Assignment >> Where does the word "microsoft" appear in the data? Copy every line that holds it.

Available records >>
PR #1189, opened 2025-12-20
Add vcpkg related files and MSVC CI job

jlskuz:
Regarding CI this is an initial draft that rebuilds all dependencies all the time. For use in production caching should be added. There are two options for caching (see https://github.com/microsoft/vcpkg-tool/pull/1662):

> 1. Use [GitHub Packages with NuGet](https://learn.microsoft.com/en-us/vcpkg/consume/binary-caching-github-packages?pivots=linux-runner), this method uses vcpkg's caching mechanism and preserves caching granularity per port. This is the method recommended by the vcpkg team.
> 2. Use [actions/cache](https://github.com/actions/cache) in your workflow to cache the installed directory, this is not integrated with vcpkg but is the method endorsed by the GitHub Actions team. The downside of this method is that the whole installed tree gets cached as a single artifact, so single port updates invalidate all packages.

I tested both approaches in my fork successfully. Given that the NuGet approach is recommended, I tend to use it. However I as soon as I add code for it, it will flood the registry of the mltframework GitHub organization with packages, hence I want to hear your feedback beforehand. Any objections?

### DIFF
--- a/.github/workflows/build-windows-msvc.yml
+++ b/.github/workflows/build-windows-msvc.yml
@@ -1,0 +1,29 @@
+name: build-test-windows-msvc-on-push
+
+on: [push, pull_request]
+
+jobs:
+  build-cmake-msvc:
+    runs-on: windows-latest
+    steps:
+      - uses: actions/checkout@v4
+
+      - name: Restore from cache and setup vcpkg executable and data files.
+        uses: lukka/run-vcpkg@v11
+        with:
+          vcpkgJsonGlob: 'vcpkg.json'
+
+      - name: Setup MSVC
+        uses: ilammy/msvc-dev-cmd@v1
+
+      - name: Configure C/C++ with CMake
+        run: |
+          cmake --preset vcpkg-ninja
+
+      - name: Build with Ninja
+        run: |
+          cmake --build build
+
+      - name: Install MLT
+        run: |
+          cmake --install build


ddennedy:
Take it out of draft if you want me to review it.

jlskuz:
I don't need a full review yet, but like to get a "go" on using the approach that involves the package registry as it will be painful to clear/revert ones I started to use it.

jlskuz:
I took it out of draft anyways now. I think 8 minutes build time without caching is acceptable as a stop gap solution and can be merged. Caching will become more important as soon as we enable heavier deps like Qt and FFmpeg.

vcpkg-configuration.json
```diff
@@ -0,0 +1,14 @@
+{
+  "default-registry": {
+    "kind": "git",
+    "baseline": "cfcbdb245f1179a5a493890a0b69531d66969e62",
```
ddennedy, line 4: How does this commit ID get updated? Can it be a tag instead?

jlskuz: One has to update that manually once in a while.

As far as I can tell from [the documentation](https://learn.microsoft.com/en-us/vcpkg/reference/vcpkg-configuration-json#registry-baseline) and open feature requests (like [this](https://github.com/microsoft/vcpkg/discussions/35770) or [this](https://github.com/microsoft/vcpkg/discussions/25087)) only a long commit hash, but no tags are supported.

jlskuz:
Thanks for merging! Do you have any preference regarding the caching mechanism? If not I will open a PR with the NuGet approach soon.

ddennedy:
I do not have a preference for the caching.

Answer space >>
Regarding CI this is an initial draft that rebuilds all dependencies all the time. For use in production caching should be added. There are two options for caching (see https://github.com/microsoft/vcpkg-tool/pull/1662):
> 1. Use [GitHub Packages with NuGet](https://learn.microsoft.com/en-us/vcpkg/consume/binary-caching-github-packages?pivots=linux-runner), this method uses vcpkg's caching mechanism and preserves caching granularity per port. This is the method recommended by the vcpkg team.
As far as I can tell from [the documentation](https://learn.microsoft.com/en-us/vcpkg/reference/vcpkg-configuration-json#registry-baseline) and open feature requests (like [this](https://github.com/microsoft/vcpkg/discussions/35770) or [this](https://github.com/microsoft/vcpkg/discussions/25087)) only a long commit hash, but no tags are supported.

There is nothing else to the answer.